Author: Maxim Ziatdinov (email: maxim.ziatdinov@ai4microcopy.com)

prepare_training_data(X, y=None, vector_valued=False, **kwargs)

Reshapes and converts data to torch tensors for GP analysis

Parameters
  • X (ndarray) – Grid indices with dimensions \(c \times N \times M \times L\), where c is equal to the number of coordinates (for example, for xyz coordinates, c = 3)

  • y (ndarray) – Observations (data points) with dimensions N x M x L

  • **precision (str) – Choose between single (‘single’) and double (‘double’) precision

Returns

Pytorch tensors with dimensions \(N \times M \times L \times c\) and \(N \times M \times L\)

prepare_test_data(X, **kwargs)

Reshapes and converts data to torch tensors for GP analysis

Parameters
  • X (ndarray) – Grid indices with dimensions \(c \times N \times M \times L\) where c is equal to the number of coordinates (for example, for xyz coordinates, c = 3)

  • **precision (str) – Choose between single (‘single’) and double (‘double’) precision

Returns

Pytorch tensor with dimensions \(N \times M \times L \times c\)

get_grid_indices(R, dense_x=1.0)

Returns full and sparse grid indices for 2D and 3D arrays

Parameters
  • R (ndarray) – Sparse grid measurements as 2D or 3D numpy array

  • dense_x (float) – Determines grid density (can be increased at prediction stage)

get_full_grid(R, extent=None, dense_x=1.0)
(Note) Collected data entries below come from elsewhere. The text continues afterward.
Issue #7268, opened 2021-08-09
Ghostlands - Dar'Khan Clipping/Pathing Issues


Azcobu:
### What client do you play on?

enUS

### Faction

- [ ] Alliance
- [X] Horde

### Content Phase:

- [ ] Generic
- [X] 1-19
- [ ] 20-29
- [ ] 30-39
- [ ] 40-49
- [ ] 50-59

### Current Behaviour
Original report: https://github.com/chromiecraft/chromiecraft/issues/1363

Killing the enemy Dar'Khan for the Ghostlands quest "The Traitor's Destruction" is complicated by him running through the wall to his immediate left if you do not stay within melee range of him. Attempting to kite him around his room and using LOS to stop his Shadowbolt casting will result in him running through a wall or up into the ceiling and onto a different floor. He will then be in proximity to other enemies hostile to the player yet he does not end up pulling them to the player. Being a Paladin I had to run behind the railing immediately to your left as you enter his room, pop out and run over to the wall he goes into, cast Consecration, and run back behind the railing. Dar'Khan would then run back through the wall, take ~5% damage total HP from the Consecration and I had to rinse and repeat until he died.

Tester: confirmed, Dar'Khan is clipping through the rear wall pretty frequently.

Demo at 2x speed:

https://user-images.githubusercontent.com/81782124/128718174-ff9d027b-2a3d-4025-a592-45eb6aca45c4.mp4

### Expected Blizzlike Behaviour

Dar'Khan does not run through walls or other level geometry. Enemy engages the player in combat and respects normal LOS rules.

### Source

This is not controversial.

### Steps to reproduce the problem

1. .go c 84102
2. Engage Dar'Khan in combat.
3. Run behind the railing immediately to your left after entering his room while still in combat with him.
4. Witness Dar'Khan's true form of wall.

### Extra Notes

https://wotlkdb.com/?quest=9167

### AC rev. hash/commit

https://github.com/chromiecraft/azerothcore-wotlk/commit/36a1777b99c400484537c358af8fa6b3a42b13c7

### Operating system

Ubuntu 20.04

### Modules

- [mod-ah-bot](https://github.com/azerothcore/mod-ah-bot)
- [mod-cfbg](https://github.com/azerothcore/mod-cfbg)
- [mod-chromie-xp](https://github.com/azerothcore/mod-chromie-xp)
- [mod-desertion-warnings](https://github.com/azerothcore/mod-desertion-warnings)
[...]

Issue #5410, opened 2021-04-23
Aldaron the Reckless Falling Through Floor [$15]


Azcobu:
## CURRENT BEHAVIOUR:

Aldaron the Reckless (GUID: 56994) in Eversong (target of Wretched Ringleader quest, https://wotlkdb.com/?quest=9076) can be made to fall through the floor he's standing on by hiding behind a pillar while he's casting. He'll run around a bit to get line of sight, and clip through the floor. It did take a while to get it to happen, though.

The original poster on CC did say they could still kill him and collect his head for the loot, so it's not game-breaking, just aesthetic.

Original CC report is https://github.com/chromiecraft/chromiecraft/issues/453

## EXPECTED BLIZZLIKE BEHAVIOUR:

Mobs shouldn't fall through the floor.

## SOURCE:

![WoWScrnShot_042321_134246](https://user-images.githubusercontent.com/81782124/115872638-301ee680-a481-11eb-9f77-981914b929cf.jpg)

## STEPS TO REPRODUCE THE PROBLEM:

1. .go c  56994 and start combat with Aldaron.
2. Use pillar to obstruct line of sight.
3. Watch Aldaron fall through the floor.

## AC HASH/COMMIT:

rev. b385878e4a5b 2021-04-22 22:25:19.

## OPERATING SYSTEM:

Ubuntu 20.10

## MODULES:

N/A.

## CUSTOMIZATIONS:

N/A.

Azcobu:
Quick note, Aldaron is a lvl 8 NPC, so guessing 1-19 tag is more appropriate, not sure why the original CC poster had it on 20-29.

FrancescoBorzi:
thanks @Azcobu , done!

UltraNix:
@Azcobu Do you have mmaps enabled?
I cannot reproduce it with mmaps - without them, it's doable.

Azcobu:
Sorry, I don't know - is there a command to find out? 

My AC instance is vanilla, with no mods or other changes, just what you get from working through the instructions here - https://www.azerothcore.org/wiki/ac-dashboard-core-installation.

If it helps, I was under the impression that a lot of 'mobs falling through floors' issues had been mitigated, although not entirely fixed, by https://github.com/azerothcore/azerothcore-wotlk/pull/5778, so problems reproducing this issue might be because of that.

UltraNix:
Just type ingame command `.mmap loc`

Azcobu:
[...]

Issue #3740, opened 2020-11-22
[NPC] Incorrect casters behaviour


markvetwow:
##### CURRENT BEHAVIOUR:

There is a bug with caster NPCs behaviour. If caster NPC was interrupted or was LoS'ed, they continue to move out from current aggro or trying to move to the point, where they can cast on current aggro again.

##### EXPECTED BLIZZLIKE BEHAVIOUR:

A vast majority of caster NPCs MUST go in melee to current aggro, if they were interrupted or if current aggro breaking its LoS.

##### STEPS TO REPRODUCE THE PROBLEM:

1. Create a character with interrupt ability/spell (rogue, shaman etc.)
2. Learn it, of course
3. .tele brackwell
4. Pull Surena Caledon from the inside
5. Try to avoid her LoS or interrupt her casts

##### EXTRA NOTES:

I'm applying a link to the video [here](https://youtu.be/B9Mfh1gtOQ8)

##### AC HASH/COMMIT:

17afcaf

##### OPERATING SYSTEM:

Windows 10 x64

##### MODULES:

It's a clean build

Quickson:
Can reproduce AzerothCore rev. 0bee5af962c0

markvetwow:
Any guesses what might cause this? :(

markvetwow:
Any guesses on what might cause this? :( It's kinda gamebreaking. You can basically kite the casters all around the building etc. without even being touched.

Hacaw:
How should we handle this ? Let them cast through walls, or make them move faster to get out of LOS ?

aradep:
Can also confirm, something is odd with ranged mobs and LoS.  
[Example of blizzlike behavior in Classic](https://youtu.be/pKCr1DY12XE?t=17740)

markvetx:
This issue is still present even after #4894

esanhueza:
Yeah, it seems casters must change to melee if the target is out of sight and only try to cast again after successfully reaching the target. Right now they try to cast constantly (even when moving) without accounting for their last action.
About the delay, it seems that there is some kind of delay between actions, so if you stop (interrupt, silecence, LoS, etc) one action, they wait for their "next turn" to decide what to do.
I will try to fix this issue during the week. But it would be great if someone can digest the behavior of casters or at least compile some videos of how they should behave.

markvetx:
Could this be related to SAI?

aradep:
[...]

PR #7472, opened 2021-08-20
Fix incorrect pathing of caster mobs when their casts fail due to LOS

srdja:
## Changes Proposed:
Changes the way caster mobs chase you after you move out of their line of sight. Originally when one would hide behind something while still not being too far away, the caster mob would usually move left or right, seemingly unpredictably, to find a spot that is in range and with a clear line of sight. They would only ever try to close in on you if you were completely out of their range.

The change here is that it makes the caster mobs run straight at you after hiding behind something until a clear line of sight is reached. Which is more in line with blizzlike behavior.

## Issues Addressed:
- #3740
- #7268
- #5410

## Tests Performed:

- Tested in places referred to by the issues above.
- Moonbrook mages
- Bloodmyst blood elves
- Inside Karazhan

## How to Test the Changes:

1. Pull a caster mob anywhere in the game and run behind something that would block the line of sight. They should run straight towards you until they reach a clear line of sight.


src/server/game/Movement/MovementGenerators/TargetedMovementGenerator.cpp
```diff
@@ -114,7 +114,13 @@ bool ChaseMovementGenerator<T>::DoUpdate(T* owner, uint32 time_diff)
     if (PositionOkay(owner, target, maxRange, angle) && !owner->HasUnitState(UNIT_STATE_CHASE_MOVE))
         return true;
 
-    bool moveToward = !owner->IsInDist(target, maxRange);
+    float tarX, tarY, tarZ;
+    target->GetPosition(tarX, tarY, tarZ);
+
+    bool withinRange = owner->IsInDist(target, maxRange);
+    bool withinLOS   = owner->IsWithinLOS(tarX, tarY, tarZ);
+    bool moveToward  = !withinRange || (withinRange && !withinLOS);
```
UltraNix, line 122: `bool moveToward  = !(withinRange && withinLOS);`

srdja: It's more terse, but it took me a moment to parse and unpack the different cases. The other one spells it all out which, in my opinion, makes it easier to read. So I'm not sure what the gain here would be since these things get optimized by the compiler anyway. Any thoughts on this?

FrancescoBorzi:
@srdja thanks for your contribution and welcome to AzerothCore!

src/server/game/Movement/MovementGenerators/TargetedMovementGenerator.cpp
UltraNix: Just readbility.

srdja: Alright, let's not get stuck on preferences then :-)

UltraNix (approved):

FrancescoBorzi:
@azerothcore/testers please check this one

stoudtlr:
**PR Resolves issue**
tested on Dar'Khan from linked issue #7268
1. ran around left side of stairs out of LOS.
2. Dar'Khan ran forward instead of to the side until he had LOS around the corner
image
3. then ran around other side of the stairs to get out of LOS again
4. Dar'Khan ran forward again until in LOS.  This time was also within melee range
image

Next tested Surena from linked issue #3740 
1. agro'd Surena
2. ran to the left to get out of LOS
3. Surena then ran straight forward to the doorway which put me back in LOS with her and she resumed casting
4. next used Arcane Torrent on rogue to interrupt her casting and ran out of LOS around the house
5. Surena ran straight at me to get within melee range

Tested Aldaron from linked issue #5410
1. kept running around different pillars and he never fell of the edge by running in an odd direction when i was out of LOS
2. he always ran at me until within LOS
image

No issues were found in any of these three tests.

syssneck:
Caster mobs don't melee attack, like here (cast interrupted because of LoS, runs to the player, three auto attacks and starts casting again): https://www.youtube.com/watch?v=pKCr1DY12XE&t=17740s

But with this PR it now looks like this:

https://user-images.githubusercontent.com/68868567/132388998-f969dafb-e4c7-44cd-acf6-1858cb533d5f.mp4

This seems easily exploitable. Just aggro lots of caster mobs as melee and do it like I did, without taking a single hit (because they don't melee hit you).

Asthalor:
We are going to check the smartsAIs for the cooldowns, beacuse as syssneck say a lot of those mobs have problems attacking after casting a spell.
In this case adding 1 or 2 secods more between casts we can reach a more blizzlike feeling.
Example after changing from a 3 to 5 seconds to a 6 to 8 seconds cooldown.

https://streamable.com/zs7avp

For example is this case the defias have a cooldown after casting of 3 to 5 seconds. Taking into account that fireball is a 3 seconds cast they will rarely attack, because they have a 2 seconds BaseAttackTime.
Speaking of the speed of the attacks, on the video they attack way faster than 2 seconds. So we should check that too.
Here we can see it well https://youtu.be/pKCr1DY12XE?t=17750. No parries i think.

patou01:
@Asthalor I believe the behaviour where the mobs stop and wait before they cast is part of the issue. Visible for instance here https://drive.google.com/file/d/1ngQDv4k7-TCSCyV8Z-bD78WGKF-RSWHq/view?usp=sharing at 00:35 and onwards (but happens a few times in that video)

Issue #7497, opened 2021-08-22
Goblin Bruisers Attacking After Player Zones In After Recent PVP


Azcobu:
### What client do you play on?

enUS

### Faction

- [ ] Alliance
- [X] Horde

### Content Phase:

- [ ] Generic
- [ ] 1-19
- [ ] 20-29
- [ ] 30-39
- [X] 40-49
- [ ] 50-59

### Current Behaviour
Original report: https://github.com/chromiecraft/chromiecraft/issues/1474

I did fight in STV arena, used HS, died.
Same happened after BG got finished, they killed me in their city :D
Happened now in Gadgetzan, first screenshots in Booty Bay.

![WoWScrnShot_082021_203123](https://user-images.githubusercontent.com/80590226/130286555-4bc840db-f584-49d5-991f-ee812fa91684.jpg)
![WoWScrnShot_082021_215250](https://user-images.githubusercontent.com/80590226/130286747-81b7d034-6d6a-4371-81ec-162c8e20b288.jpg)

Tester: confirmed. Tried this two ways - one was killing someone in world PVP and then hearthing back to Booty Bay:

https://user-images.githubusercontent.com/81782124/130342804-0a81e937-e0bb-4d89-967e-0152f3477fbe.mp4

The other was to join WSG, kill someone there, and then /afk out:

![WoWScrnShot_082121_145958](https://user-images.githubusercontent.com/81782124/130342816-8718cb28-3a69-4f41-9af1-cc40a16ccf2a.jpg)

In both cases the active PVP flag is being preserved across teleports. I'm not sure if the context is the same, but possibly related to https://github.com/azerothcore/azerothcore-wotlk/pull/7257 

### Expected Blizzlike Behaviour

After you finish PvPing outside (far away) from goblins they shouldn't aggro you.
They should only aggro if you attack someone in their city or near city where they can see you.

### Source
"If any members of the Alliance and Horde cause disturbances **on city grounds**, the Bruisers are quick to react, assaulting the aggressors and running them out of town, killing them if necessary." - https://wowwiki-archive.fandom.com/wiki/Goblin_Bruiser

I couldn't find a more direct source on goblin bruiser behaviour, but I think it's fair to say they shouldn't be aggroing onto players for things that happen on another continent.

### Steps to reproduce the problem

1. PvP somewhere far away from goblins.
2. HS to them after finishing fight
3. Or be in the city, go BG, exit BG and die :D

### AC rev. hash/commit

[...]

PR #7509, opened 2021-08-22
fix(Core/Entities): contested guards attacking after bg/recent pvp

Creates grid indices for 2D-4D numpy arrays

Parameters
  • R (ndarray) – Grid measurements as 2D-4D numpy array

  • extent (list of lists) – Define multi-dimensional data bounds. For example, for 2D data, the extent parameter is [[xmin, xmax], [ymin, ymax]]

  • dense_x (float) – Determines grid density (can be increased at prediction stage)

Returns

Grid indices as numpy array

get_sparse_grid(R, extent=None)

Returns sparse grid for sparse image data

Parameters

R (ndarray) – Sparse grid measurements (missing values are NaNs)

Returns

Sparse grid indices

to_constrained_interval(state_dict, lscale, amp)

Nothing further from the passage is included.